In the entries below, find each line bearing the string "spawn" and copy it.

══════════════════════════════

PR #275, opened 2021-02-06
add System::try_current

robjtede:
## PR Type
Feature

## PR Checklist

## Overview
Add `System::try_current`. Use case is to be able to stop Systems whether they exist or not without panicking.

Tokio uses a Result for their `Handle::try_current` method but it seems unecessary to make a new type just for it when you can just `.ok_or(...)` at the call site.


fakeshadow (approved):
LGTM

PR #286, opened 2021-02-24
refactor dispatcher / add Receiver::recv 

robjtede:
## PR Type

Refactor

## PR Checklist
- [x] Added tests.

## Overview
~~Reduce maintenance burden.~~ Keep mpsc public since it is exposed in public API of Dispatcher.

Refactor a few things: see changelog.


fakeshadow:
LGTM. 

I don't think async method is needed as it would always be used in a leaf future but it's Ok to have it.
I also find poll_fn kinda hacky but it's a nice util to have. I feel it would be better to construct a typed future for poll_fn like usage where the purpose is more clear reflexed by the type's name and code more readable.

fakeshadow (approved):

PR #295, opened 2021-03-24
Add native tls support for actix_tls::connect module

fakeshadow:
## PR Type

Feature

## PR Checklist

## Overview

native tls was lacking on client connect module while impled in server accept module.
This PR add support for it in client connect module and can be enabled with `native-tls` feature.

No test was added for this feature as current  tests does not actually test any tls connectors(no matter openssl, rustls or native-tls). So there is no point adding test for it until this issue sorted out.

Some clippy warning fix for nightly has also been worked into this PR.


actix-tls/src/connect/ssl/mod.rs
```diff
@@ -5,3 +5,6 @@ pub mod openssl;
 
 #[cfg(feature = "rustls")]
 pub mod rustls;
+
+#[cfg(feature = "native-tls")]
+pub mod nativetls;
```
robjtede, line 10: nit but the mod name should match the crate name like `native_tls`

fakeshadow: yea. I was match the naming with accept module. Should this be a break change PR and re-name that too?

robjtede: sure

robjtede (approved):

robjtede:
theres a conflict i can't solve in the UI apparently

PR #310, opened 2021-04-02
Refactor WorkerState::Shutdown

fakeshadow:
## PR Type

Refactor

## PR Checklist

## Overview

Remove the second sleep timer used by WorkerState::Shutdown variant.
This would make the shutdown timeout logic simpler with max of one second off of timeout accuracy.(Default 30s may become 31s worst case).

### DIFF
--- a/actix-server/src/worker.rs
+++ b/actix-server/src/worker.rs
@@ -1,17 +1,27 @@
-use std::future::Future;
-use std::pin::Pin;
-use std::sync::atomic::{AtomicBool, AtomicUsize, Ordering};
-use std::sync::Arc;
-use std::task::{Context, Poll};
-use std::time::Duration;
+use std::{
+    future::Future,
+    mem,
+    pin::Pin,
+    sync::{
+        atomic::{AtomicBool, AtomicUsize, Ordering},
+        Arc,
+    },
+    task::{Context, Poll},
+    time::Duration,
+};
 
-use actix_rt::time::{sleep, Sleep};
-use actix_rt::{spawn, Arbiter};
+use actix_rt::{
+    spawn,
+    time::{sleep, Instant, Sleep},
+    Arbiter,
+};
 use actix_utils::counter::Counter;
 use futures_core::{future::LocalBoxFuture, ready};
 use log::{error, info, trace};
-use tokio::sync::mpsc::{unbounded_channel, UnboundedReceiver, UnboundedSender};
-use tokio::sync::oneshot;
+use tokio::sync::{
+    mpsc::{unbounded_channel, UnboundedReceiver, UnboundedSender},
+    oneshot,
+};
 
 use crate::service::{BoxedServerService, InternalServiceFactory};
 use crate::socket::MioStream;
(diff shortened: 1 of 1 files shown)


actix-server/src/worker.rs
```diff
@@ -211,12 +221,12 @@ impl ServerWorker {
             let mut wrk = MAX_CONNS_COUNTER.with(move |conns| ServerWorker {
                 rx,
                 rx2,
+                services: Default::default(),
```
robjtede, line 224:
```suggestion
                services: Vec::new(),
```

actix-server/src/worker.rs
```diff
@@ -337,61 +347,69 @@ enum WorkerState {
...
-    Shutdown(
-        Pin<Box<Sleep>>,
-        Pin<Box<Sleep>>,
-        Option<oneshot::Sender<bool>>,
-    ),
+    // Shutdown keep states necessary for server shutdown:
+    // Sleep for interval check the shutdown progress.
+    // Instant for the start time of shutdown.
+    // Sender for send back the shutdown outcome(force/grace) to StopCommand caller.
+    Shutdown(Pin<Box<Sleep>>, Instant, oneshot::Sender<bool>),
```
robjtede, line 354: if theres a refactor of this, we should use named fields

actix-server/src/worker.rs
```diff
@@ -403,60 +421,61 @@ impl Future for ServerWorker {
...
-                let num = num_connections();
-                if num == 0 {
-                    let _ = tx.take().unwrap().send(true);
+            WorkerState::Shutdown(ref mut timer, ref start_from, _) => {
+                // Wait for 1 second.
+                ready!(timer.as_mut().poll(cx));
+
+                if num_connections() == 0 {
+                    // Graceful shutdown.
+                    if let WorkerState::Shutdown(_, _, sender) = mem::take(&mut this.state) {
```
robjtede, line 438: take sender state from outer match ?

fakeshadow: This is a perf trick to only copy the address when graceful shutdown happen.
Other variant only need to borrow the state rather than take it.

robjtede: It's an extra branch on an irrefutable pattern; the only difference is that this will set state to unavailable too. What's up with replacing the if-let with `sender.send(true)`

robjtede: It's an extra branch. The only difference is that mem::take will also set state back to unavailable but that doesn't change anything. What's up with `sender.send(true)`.

fakeshadow: This branch only happens when server goes into graceful shutdown so extra branch is not important at all. 

The `mem::take` is to take ownership of `Sender`. oneshot sender take self when calling send API. 
It was an Option<Sender> for the same reason of taking the ownership. But since Sender here is a tokio type so Rust have problem to optimize away the Option wrapper and it can take 8 bytes extra size.

robjtede: oneshot sender takes self... right

robjtede (approved):

PR #318, opened 2021-04-05
Fix bug where worker service restart could skip failing services and not being able to restart multiple services

fakeshadow:
## PR Type

Bug Fix

## PR Checklist

## Overview

When worker restarting multiple services that return error from `Service::poll_ready` the current logic would be throwing away all error except the last one in iteration. As previous service states are set to `WorkerServiceStatus::Failed` which would skip future readiness check and render they skip `poll_ready` check from then on.

When multiple services are started with `ServerBuilder::configure` API the factory service future would return a vec of `(Token, BoxedServerService)` type. And the restart logic would always take the first element from the vec. Making there is no way to restart any service other than the first one registered to `configure`.

This PR fixes these two bug with properly handle every error returned with `Service::poll_ready` and not skip to next untill the last one is resolved. After the service restart the `Token` of restarting service would be used to get the correct element in returned vector instead of only using the first one.

### DIFF
--- a/actix-server/src/worker.rs
+++ b/actix-server/src/worker.rs
@@ -404,16 +404,19 @@ impl Future for ServerWorker {
                 let factory_id = restart.factory_id;
                 let token = restart.token;
 
-                let mut item = ready!(restart.fut.as_mut().poll(cx)).unwrap_or_else(|_| {
-                    panic!(
-                        "Can not restart {:?} service",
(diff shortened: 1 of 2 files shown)


fakeshadow:
Added a test that would fail on current master branch but work with this PR.

robjtede (approved):

PR #319, opened 2021-04-06
Add pause flag for Accept

fakeshadow:
## PR Type

Feature

## PR Checklist

## Overview

It's very hard to track the exact state of `Accept` and one more flag would help to record the information needed.

Use a u8 to tracking the state of backpressure and pause. This would prevent backpressure triggers when server in pause state, multiple call to pause, double deregister when server proceed to stop in pause state.

### DIFF
--- a/actix-server/src/accept.rs
+++ b/actix-server/src/accept.rs
@@ -166,17 +166,14 @@ impl Accept {
         loop {
             if let Err(e) = self.poll.poll(&mut events, None) {
                 match e.kind() {
-                    std::io::ErrorKind::Interrupted => {
-                        continue;
-                    }
-                    _ => {
-                        panic!("Poll error: {}", e);
-                    }
+                    std::io::ErrorKind::Interrupted => continue,
+                    _ => panic!("Poll error: {}", e),
                 }
             }
 
             for event in events.iter() {
                 let token = event.token();
+
                 match token {
                     // This is a loop because interests for command from previous version was
                     // a loop that would try to drain the command channel. It's yet unknown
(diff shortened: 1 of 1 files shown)


fakeshadow:
Test example.

```rust
use std::{env, io};

use actix_rt::net::TcpStream;
use actix_server::Server;
use actix_service::{fn_factory, fn_service};
use tokio::io::AsyncWriteExt;

#[actix_rt::main]
async fn main() -> io::Result<()> {
    env::set_var("RUST_LOG", "actix=error,basic=error");
    env_logger::init();

    let addr = ("127.0.0.1", 8080);

    let server = Server::build()
        .workers(2)
        .maxconn(128)
        .bind("echo", addr, move || {
            fn_factory(|| async {
                Ok::<_, ()>(fn_service(|mut stream: TcpStream| async move {
                    let buf = b"HTTP/1.1 200 OK\r\n\
                    content-length: 12\r\n\
                    connection: close\r\n\
                    date: Thu, 01 Jan 1970 12:34:56 UTC\r\n\
                    \r\n\
                    Hello World!\
                    ";

                    stream.write(buf).await.unwrap();
                    Ok::<_, ()>(())
                }))
            })
        })?
        .run();

    let handle = server.clone();

    std::thread::spawn(move || {
        loop {
            std::thread::sleep(std::time::Duration::from_secs(1));
            let _ = handle.pause();
            std::thread::sleep(std::time::Duration::from_secs(1));
            let _ = handle.resume();
        }
    });

    server.await
}
```

fakeshadow:
Alternative flag has been added to #343

PR #323, opened 2021-04-09
Separate WorkerHandle to two parts

fakeshadow:
## PR Type

Refactor

## PR Checklist

## Overview

Separate `WorkerHandle` into two parts as `WorkerHandleAccept` and `WorkerHandleServer`.

This would remove the need of `Clone` of worker handle and make it possible to adopt high performance spsc channel for server/accept to worker messaging. (Ring buffers are tend to be not (cheaply) `Clone`)

Remove `WorkerCommand` new type and use `Conn` directly.


robjtede (commented):
nice logical split

robjtede (approved):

══════════════════════════════

→ **TASK RESPONSE**
-use actix_rt::{spawn, Arbiter};
+    spawn,
    std::thread::spawn(move || {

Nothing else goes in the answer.